PR #1133, opened 2021-07-30
Return server time in case of clock skew with KDC

ShutdownRepo:
This small addition made by @Hackndo and I allows users to retrieve the server time in case of a `KRB_AP_ERR_SKEW` error when attempting a Kerberos pre-authentication. This will work for every script that relies on the `sendReceive()` function.

Screenshot from 2021-07-30 19-32-07

### DIFF
--- a/impacket/krb5/kerberosv5.py
+++ b/impacket/krb5/kerberosv5.py
@@ -20,9 +20,11 @@ import os
 
 from pyasn1.codec.der import decoder, encoder
 from pyasn1.error import PyAsn1Error
-from pyasn1.type.univ import noValue
+from pyasn1.type.univ import noValue, Sequence
+from pyasn1.type.useful import GeneralizedTime
 from six import b
 from binascii import unhexlify, hexlify
+
 
 from impacket.krb5.asn1 import AS_REQ, AP_REQ, TGS_REQ, KERB_PA_PAC_REQUEST, KRB_ERROR, PA_ENC_TS_ENC, AS_REP, TGS_REP, \
     EncryptedData, Authenticator, EncASRepPart, EncTGSRepPart, seq_set, seq_set_iter, KERB_ERROR_DATA, METHOD_DATA, \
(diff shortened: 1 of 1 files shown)


mubix:
Love this! ;-) Been doing this manually for years to get the right time. 👍

Hackndo:
@mubix This information is only returned when an error is returned.

image

It is therefore also returned when we have the **Preauth Required** response.

image

Otherwise, **stime** field isn't returned

image

Would it be worthwhile to return DC datetime at the beginning of every authentication process? Maybe if we stick with the debug logging?

impacket/krb5/kerberosv5.py
```diff
@@ -75,6 +76,16 @@ def sendReceive(data, host, kdcHost):
         return r
 
     if krbError.getErrorCode() != constants.ErrorCodes.KDC_ERR_PREAUTH_REQUIRED.value:
+        if krbError.getErrorCode() == constants.ErrorCodes.KRB_AP_ERR_SKEW.value:
```
ShutdownRepo, line 79: We could move the code out of the `if krbError.getErrorCode()` statements to print the server time whenever the `sendReceive()` function manages to find it.

ShutdownRepo: After some thinking and testing, I think we shouldn't move the piece of code out of the if statements mentioned above. It would result in the server time being printed multiple times.

Hackndo: Couldn't we print it when `KDC_ERR_PREAUTH_REQUIRED`?
```python
if krbError.getErrorCode() == constants.ErrorCodes.KDC_ERR_PREAUTH_REQUIRED.value:
    # Print server time
```

ShutdownRepo:
Yup, +1

0xdeaddood:
Thanks a lot, guys! Merging.

mpgn:
alélouya

PR #1137, opened 2021-08-03
Add SystemDPAPIdump.py example

clavoillotte:
This PR adds a new example, `SystemDPAPIdump.py`, which automates extraction of DPAPI credentials for the `SYSTEM` user on a remote host.

Currently it extracts and decrypts DPAPI credentials files (used by the task scheduler, amongst others) and SCCM client credentials (following @gentilkiwi's [publication](https://twitter.com/gentilkiwi/status/1392594113745362946) and [implementation](https://github.com/gentilkiwi/mimikatz/commit/c54f4162d510546420640e55a0c60b0dae4990ff)), using a combination of WMI (SCCM), SMB client (retrieve files) and remote registry (retrieve DPAPI keys) features from the library.

Process:
- list and retrieve SCCM client secrets using WMI
- list and retrieve DPAPI credential files from the SYSTEM user profile using SMB
- parse retrieved credentials to obtain a list of masterkeys required for decryption
- retrieve required masterkey files using SMB
- dumps LSA Secrets to obtain `dpapi_userkey` (unless provided with `-userkey`, e.g. when previously obtained)
- cleanup (end of remote operations)
- decrypt masterkeys using `dpapi_userkey`
- decrypt credentials/secrets using masterkeys

Has some error management to attempt cleanup even if something goes wrong, and tries to not perform unneeded operations.
Reuses code from secretsdump.py, wmiquery.py, dpapi.py, and smbclient.py.

### DIFF
--- a/examples/SystemDPAPIdump.py
+++ b/examples/SystemDPAPIdump.py
@@ -1,0 +1,436 @@
+#!/usr/bin/env python
+# Impacket - Collection of Python classes for working with network protocols.
+#
+# SECUREAUTH LABS. Copyright (C) 2021 SecureAuth Corporation. All rights reserved.
+#
+# This software is provided under a slightly modified version
+# of the Apache Software License. See the accompanying LICENSE file
+# for more information.
+#
+# Description:
+#    Automates extraction of DPAPI credentials for the SYSTEM user on a remote host
+#
+# Authors:
+#   Alberto Solino (@agsolino)
+#   Clement Lavoillotte (@clavoillotte)
+#
+from __future__ import division
+from __future__ import print_function
+import argparse
+import codecs
+import logging
+import os
+import sys
+import ntpath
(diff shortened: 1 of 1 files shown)


mpgn:
Hello,

Quick question, why SYSTEM instead of the current user used to log to the target ? My idea, the probability of using DPAPI is more in favor of the user instead of SYSTEM no ?

clavoillotte:
Hi,

The initial use case for this script was dumping scheduled tasks credentials, which are stored in the SYSTEM user profile. I added SCCM when gentilkiwi published his code as the requirements are close enough.
The idea was to dump what we can remotely with only local admin access and no code execution, but if you also have user credentials (or are willing to execute code on that host), you could certainly do something similar with user secrets as well.

anadrianmanrique:
closing this one, we will move forward with #1917. Thanks!

PR #1141, opened 2021-08-11
major speedup for ntds parsing

skelsec:
By extending the ESE class' row reading and parsing functions we can add an additional filters to specify which columns we want to parse. Using this method the script will not parse columns we don't need thus introducing a major speedup.
The code has been tested on 3 NTDS.dit files : 250Mb, 1Gb , 7Gb of size. The results match the original parser code's result but the speed is increased.
A real-life 7Gb NTDS.dit file parsing time has been reduced from 72 minutes to 18 minutes.

### DIFF
--- a/impacket/ese.py
+++ b/impacket/ese.py
@@ -790,7 +790,7 @@ class ESENT_DB:
 
         return None
 
-    def getNextRow(self, cursor):
+    def getNextRow(self, cursor, filter_tables = None):
         cursor['CurrentTag'] += 1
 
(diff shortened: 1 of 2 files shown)


yellow-starburst:
@0xdeaddood I know you are incredibly busy - do you have some time to take a look and merge?

0xdeaddood:
This is great! I'll definitely take a look at it asap.

0xdeaddood:
Merging... Thanks a lot @skelsec for this PR!

PR #1146, opened 2021-08-26
Support HTTP WWW-Authenticate: Negotiate

LZD-TMoreggia:
Servers advertising `WWW-Authenticate: Negotiate` should accept NTLM authentication with a different header. This has been tested against ADCS Web service.

### DIFF
--- a/impacket/examples/ntlmrelayx/clients/httprelayclient.py
+++ b/impacket/examples/ntlmrelayx/clients/httprelayclient.py
@@ -84,6 +84,7 @@ class HTTPRelayClient(ProtocolClient):
             return challenge
         except (IndexError, KeyError, AttributeError):
             LOG.error('No NTLM challenge returned from server')
+            return False
 
     def sendAuth(self, authenticateMessageBlob, serverChallenge=None):
         if unpack('B', authenticateMessageBlob[:1])[0] == SPNEGO_NegTokenResp.SPNEGO_NEG_TOKEN_RESP:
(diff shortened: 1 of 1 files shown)


0xdeaddood (changes requested):
If the server only has the `Negotiate: Kerberos` provider enabled, we won't receive any NTLM challenge from it. This will produce an error in the function _do_ntlm_negotiate()_ in the _httprelayserver_. To avoid this error, you need to add `return False` after line 86: `LOG.error('No NTLM challenge returned from server')`

LZD-TMoreggia:
Return value added

0xdeaddood (approved):

0xdeaddood:
Thanks, @LZD-TMoreggia! Merging...

gladiatx0r:
I'm a bit confused by this merge. Is the idea that sometimes multiple 'WWW-Authenticate' headers are returned, and one might be 'Negotiate', whereas another 'NTLM'? Or is it that a web server may accept NTLM authentication, even if if there is only one 'WWW-Authenticate' header returned that specifies 'Negotiate'?

If the former, it seems 'getheader' already handles this, as it creates a comma delimited list of all values for any given header. (https://docs.python.org/3/library/http.client.html). If its the later does that assume that Kerberos authentication is disabled, therefore the host falls back to NTLM (https://docs.microsoft.com/en-us/dotnet/framework/wcf/feature-details/understanding-http-authentication)?

0xdeaddood:
Hi @gladiatx0r!

> I'm a bit confused by this merge. Is the idea that sometimes multiple 'WWW-Authenticate' headers are returned, and one might be 'Negotiate', whereas another 'NTLM'? Or is it that a web server may accept NTLM authentication, even if if there is only one 'WWW-Authenticate' header returned that specifies 'Negotiate'?

The second option. If the server presents the `WWW-Authenticate: Negotiate` header it would accept NTLM authentication (as long as it have the `Negotiate` provider enabled). If the server only has the `Negotiate: Kerberos` provider enabled, it will refuse the NTLM authentication (we'll never receive the NTLM challenge).

PR #1153, opened 2021-09-13
getST.py: fixed wrong example in usage output

exploide:
Looks like the example was copied over from `getTGT.py`. This PR corrects the help output of `getST.py`.


0xdeaddood:
Nice catch @exploide, merging.

PR #1160, opened 2021-09-22
Implementing reg.py ADD functionality

Gifts:
Small patch for reg.py example script. Adds functionality to modify existing or create new keys and subkeys.

Modify RestrictedAdmin for PtH: 
```
./reg.py Administrator:password@targetMachine add -keyName HKLM\\SYSTEM\\CurrentControlSet\\Control\\Lsa -v DisableRestrictedAdmin -vt REG_DWORD -vd 0
```
Create new "service" via registry:
```
./reg.py Administrator:password@targetMachine add -keyName HKLM\\SYSTEM\\CurrentControlSet\\Services\\NewService
```

### DIFF
--- a/examples/reg.py
+++ b/examples/reg.py
@@ -13,6 +13,8 @@
 #
 #   e.g:
 #       ./reg.py Administrator:password@targetMachine query -keyName HKLM\\Software\\Microsoft\\WBEM -s
+#       ./reg.py Administrator:password@targetMachine add -keyName HKLM\\SYSTEM\\CurrentControlSet\\Control\\Lsa -v DisableRestrictedAdmin -vt REG_DWORD -vd 1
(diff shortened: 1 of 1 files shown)


mubix:
This is awesome, but may I make one small request? That you add a "delete/del/rm" option in there as well so that you can clean up if you create the wrong key or want to clean up after yourself

Gifts:
Sure, will do. But should there be any additional prompt for deletion, as BaseRegDeleteKey can easily "clean up" whole registry.
Half-measure is to add only BaseRegDeleteValue, but it seems weak.

Gifts:
Added delete functionality. By supplying only keyName parameter - it tries to delete whole subkey, which is quite extreme. Maybe, I should add additional parameter, like "-vk" to explicitly delete subkey? 

Good news, if registry key to be deleted contains other subkeys - BaseRegDeleteKey will fail. It is also strange, because BaseRegDeleteKey fails in this case with DCERPCException rpc_s_access_denied, which is quite obscure.

PR #1170, opened 2021-09-28
fix displaying destination port number in ldap.py

rmaksimov:
Fixed the displaying port number of the connection error in ldap.py


0xdeaddood:
Thanks, @rmaksimov! Merging

PR #1171, opened 2021-09-28
Connect to RPC using alternative credentials

snovvcrash:
Added `-altuser` and `-altpass` / `-althash` options to be used when binding to RPC.

When provided, RPC connection will be established on behalf of these alternative credentials.

### DIFF
--- a/examples/smbpasswd.py
+++ b/examples/smbpasswd.py
@@ -98,7 +98,7 @@ class SMBPasswd:
 			userHandle = samr.hSamrOpenUser(self.dce, domainHandle, userId=userRID)['UserHandle']
 		except Exception as e:
 			if 'STATUS_NO_SUCH_DOMAIN' in str(e):
-				logging.critical('Wrong realm. Try to set the domain name explicitly for the target user in format DOMAIN/username.')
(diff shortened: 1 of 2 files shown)


snovvcrash:
Hi @0xdeaddood!

I'm extending this PR with `-admin` flag which brings the ability to force credentials change via injecting new values into SAM (utilizes `SamSetInformationUser` API call).

@n00py pinged me with a great idea to port mimikatz's [`lsadump::setntlm`](https://tools.thehacker.recipes/mimikatz/modules/lsadump/setntlm) to impacket in order to bypass domain password history policy and be able to revert a recent NT hash of a user after the change was performed.

When dealing with a domain user's password we must have domain admin's privs to modify data directly on a DC's, but it also works with local accounts (local admin's privs required in that case).

Alef-Burzmali:
Thanks for the credit! I'll close mine, no need to have it twice and yours also has the altuser feature. Hopefully it will be merged soonish.

0xdeaddood:
Merged. Thanks @snovvcrash and @Alef-Burzmali! Great addition!

PR #1172, opened 2021-09-29
Implement Reset password in smbpasswd

Alef-Burzmali:
Inspired by #1119, I'd like to propose the possibility to reset the password of another account with smbpasswd.

This uses SamrSetInformationUser2 with the Internal1Information class to be able to set cleartext password or NTLM hashes.
It uses the "Reset password" privilege and ignores any password policy, contrary to "Change password". Internal4InformationNew, which was already implemented in samr.py, seems to require cleartext passwords and was not usable for that purpose.

A typical use case I have is an Helpdesk user having the right to reset password on a Domain Admin account. Once the account compromised, "Reset password" can be used to set back the old hashes despite password history.

### DIFF
--- a/examples/smbpasswd.py
+++ b/examples/smbpasswd.py
@@ -14,16 +14,22 @@
 #  	hashes as a new password value instead of a plaintext value. As for the
 #  	latter approach the new password is flagged as expired after the change
 #  	due to how SamrChangePasswordUser function works.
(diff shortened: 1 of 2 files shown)


mubix:
Awesome work!

Alef-Burzmali:
Closed as #1171 also implement it with an additional feature.

PR #1184, opened 2021-10-13
Added user filter on findDelegation

ShutdownRepo:
I added a user filter, just like GetADUsers. This allows for lighter results in huge environments.
I also changed the "Constrained" strings to "Constrained w/o Protocol Transition" because of the "Constrained w/ Protocol Transition" that was already there. Before this, users of the findDelegation script that would not read the code and would only find "Constrained" accounts could wrongly assume that the "Protocol Transition" thing is not checked.

### DIFF
--- a/examples/findDelegation.py
+++ b/examples/findDelegation.py
@@ -64,6 +64,7 @@ class FindDelegation:
         self.__aesKey = cmdLineOptions.aesKey
         self.__doKerberos = cmdLineOptions.k
         self.__kdcHost = cmdLineOptions.dc_ip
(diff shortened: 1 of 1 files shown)


alexisbalbachan (approved):

alexisbalbachan:
@ShutdownRepo Could you please rebase the code to the latest version of impacket?

alexisbalbachan:
Rebased the code in #1999 (it mentions that it is a rebase of this one). Will continue working from there, so i'm closing this one.

PR #1188, opened 2021-10-15
Default ADCS template to "Machine" or "User" whether relayed account name ends with "$"

SAERXCIT:
For convenience, and also because we might not know what type of account we're going to relay.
────
Problem statement:
Word for word, restate the lines of the listing above starting at the line with "Modify RestrictedAdmin for" and ending at the line with "PR #1170, opened 2021-09-28", and nothing outside them.

Exercise output:
Modify RestrictedAdmin for PtH: 
```
./reg.py Administrator:password@targetMachine add -keyName HKLM\\SYSTEM\\CurrentControlSet\\Control\\Lsa -v DisableRestrictedAdmin -vt REG_DWORD -vd 0
```
Create new "service" via registry:
```
./reg.py Administrator:password@targetMachine add -keyName HKLM\\SYSTEM\\CurrentControlSet\\Services\\NewService
```

### DIFF
--- a/examples/reg.py
+++ b/examples/reg.py
@@ -13,6 +13,8 @@
 #
 #   e.g:
 #       ./reg.py Administrator:password@targetMachine query -keyName HKLM\\Software\\Microsoft\\WBEM -s
+#       ./reg.py Administrator:password@targetMachine add -keyName HKLM\\SYSTEM\\CurrentControlSet\\Control\\Lsa -v DisableRestrictedAdmin -vt REG_DWORD -vd 1
(diff shortened: 1 of 1 files shown)


mubix:
This is awesome, but may I make one small request? That you add a "delete/del/rm" option in there as well so that you can clean up if you create the wrong key or want to clean up after yourself

Gifts:
Sure, will do. But should there be any additional prompt for deletion, as BaseRegDeleteKey can easily "clean up" whole registry.
Half-measure is to add only BaseRegDeleteValue, but it seems weak.

Gifts:
Added delete functionality. By supplying only keyName parameter - it tries to delete whole subkey, which is quite extreme. Maybe, I should add additional parameter, like "-vk" to explicitly delete subkey? 

Good news, if registry key to be deleted contains other subkeys - BaseRegDeleteKey will fail. It is also strange, because BaseRegDeleteKey fails in this case with DCERPCException rpc_s_access_denied, which is quite obscure.

PR #1170, opened 2021-09-28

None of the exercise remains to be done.